:: Supplied material
PR #360, opened 2020-05-13
Support for Boolean, Currency, Date, and Datetime to SortCollection

hayeswise:
I've added support for Boolean, Currency, Date and Datetime to SortCollection.  I performed simple tests on the four data types and using the Date sort in a new flow I'm developing.


flow_action_components/CollectionProcessors/force-app/main/default/classes/SortCollection.cls
```diff
@@ -21,7 +21,7 @@ global with sharing class SortCollection {
             }
```
alexed1, line 21: This is great! Welcome to the project. Very glad to have your contribution

flow_action_components/CollectionProcessors/force-app/main/default/classes/SortCollection.cls
```diff
@@ -21,7 +21,7 @@ global with sharing class SortCollection {
...
 
             if (!outputCollection.isEmpty()) {
-                Map<String, String> fieldTypes = CollectionProcessorsUtils.getFieldTypes(outputCollection[0], allFields);
+                Map<String, String> fieldTypes = getFieldTypes(outputCollection[0], allFields);
```
alexed1, line 24: Here, this action was using a single shared getFieldTypes, which provides some reuse. What was the reason you decided to create a copy of the code here?

flow_action_components/CollectionProcessors/force-app/main/default/classes/SortCollection.cls
```diff
@@ -97,13 +97,89 @@ global with sharing class SortCollection {
...
+                    if (origValue && !compareToValue) {
+                        returnValue = 1 * direction;
+                    } else if (!origValue && compareToValue) {
+                        returnValue = -1 * direction;
+                    }
+                }
+             } else if (fieldType == 'CURRENCY') {
+                Decimal origValue = Decimal.valueOf(acc.get(this.field)+'');
+                Decimal compareToValue = Decimal.valueOf(compareToAcc.acc.get(this.field)+'');
+                if (origValue == null && compareToValue == null) {
```
alexed1, line 119: It looks like there's an opportunity to DRY this if statement up, as it appears to be repeated without variation. Could you put it into a separate function and have all fo the field type sections call that function?

flow_action_components/CollectionProcessors/force-app/main/default/classes/SortCollection.cls
hayeswise: The Sort has been a very helpful component to a flow that I'm building. Thank you!

flow_action_components/CollectionProcessors/force-app/main/default/classes/SortCollection.cls
hayeswise: I don't recall working on that section of code - I'm thinking it was from an older version of SortCollection.

flow_action_components/CollectionProcessors/force-app/main/default/classes/SortCollection.cls
hayeswise: Yes. I'll see what I can do!

flow_action_components/CollectionProcessors/force-app/main/default/classes/SortCollection.cls
alexed1: let's stick with the version that's in ColectionProcessorsUtils in that case.

flow_action_components/CollectionProcessors/force-app/main/default/classes/SortCollection.cls
hayeswise: I've added support for other field types and have been running Apex unit tests. I need some help though: When creating custom fields, which field types corresponding to DECIMAL and INTEGER?
E.g., NUMBER(10,8) corresponds to DOUBLE.
Thanks!

ericrsmith35:
The following Apex types are all number - 'DECIMAL', 'DOUBLE', 'INTEGER',
'LONG'

hayeswise:
@ericrsmith35 I wasn't clear enough in my question - by "custom fields", I meant fields added via the Object Manager.  I later stumbled across this reference:
[API Data Types and Salesforce Field Types](https://developer.salesforce.com/docs/atlas.en-us.object_reference.meta/object_reference/api_ui_datatype_map.htm)
https://developer.salesforce.com/docs/atlas.en-us.object_reference.meta/object_reference/api_ui_datatype_map.htm

flow_action_components/CollectionProcessors/force-app/main/default/classes/SortCollection.cls
hayeswise: The code has been updated and tested. Do I submit another pull request?
Testing via SortCollectionTest.cls and spot checking using the FlowBuilder.

hayeswise:
Thanks.  I enjoyed the project!  I also think it would be useful to update the documentation.  However, the number of field types support has grown considerably. And I also worry about readers trying to map the API data types to the UI field types - which might be useful to document in the GitHub wiki for this project.

As documented, I was unable to test for decimal, integer, and long.

Here's what I would like to see for the documentation, although it may be a bit verbose. Please feel free to edit to meet your sensibilities.

##Sort Collection
Takes a collection and sorts it per the provided sort keys. Null/empty SObject field values are considered smaller than non-null/non-empty values.  Sort Collection supports 16 API data types and 20 UI field types.

Notes:

1. Picklist fields are sorted by API name, not in picklist order, and without concern to picklist value active/inactive status.
2. The sorting priority may be reversed from what you are accustomed to. It sorts first on the last key pair and then works backwards to the first.

###Inputs
List<SObject> inputCollection;
A collection of SObjects.  Be sure that the objects include any field referenced in the Sort Keys.

String sortKeys;
One or more comma separated sort keys formatted as [Field API Name]:[ASC|DESC]. For example, CloseDate:ASC,Amount:DESC.
Sort directions other than DESC are treated as ASC. Invalid sort key field api names will result in a "System.NullPointerException: Attempt to de-reference a null object". If the field is missing from an SObject in the collection, the following error will occur: "System.SObjectException: SObject row was retrieved via SOQL without querying the requested field: [Object Name].[Field Name]".

###Outputs
List<SObject> outputCollection;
::::
What is expected =>
From the records above, quote only the lines running from the line with "2. The sorting" to the line with "One or more", both lines included.

Written solution =>
2. The sorting priority may be reversed from what you are accustomed to. It sorts first on the last key pair and then works backwards to the first.

###Inputs
List<SObject> inputCollection;
A collection of SObjects.  Be sure that the objects include any field referenced in the Sort Keys.

String sortKeys;
One or more comma separated sort keys formatted as [Field API Name]:[ASC|DESC]. For example, CloseDate:ASC,Amount:DESC.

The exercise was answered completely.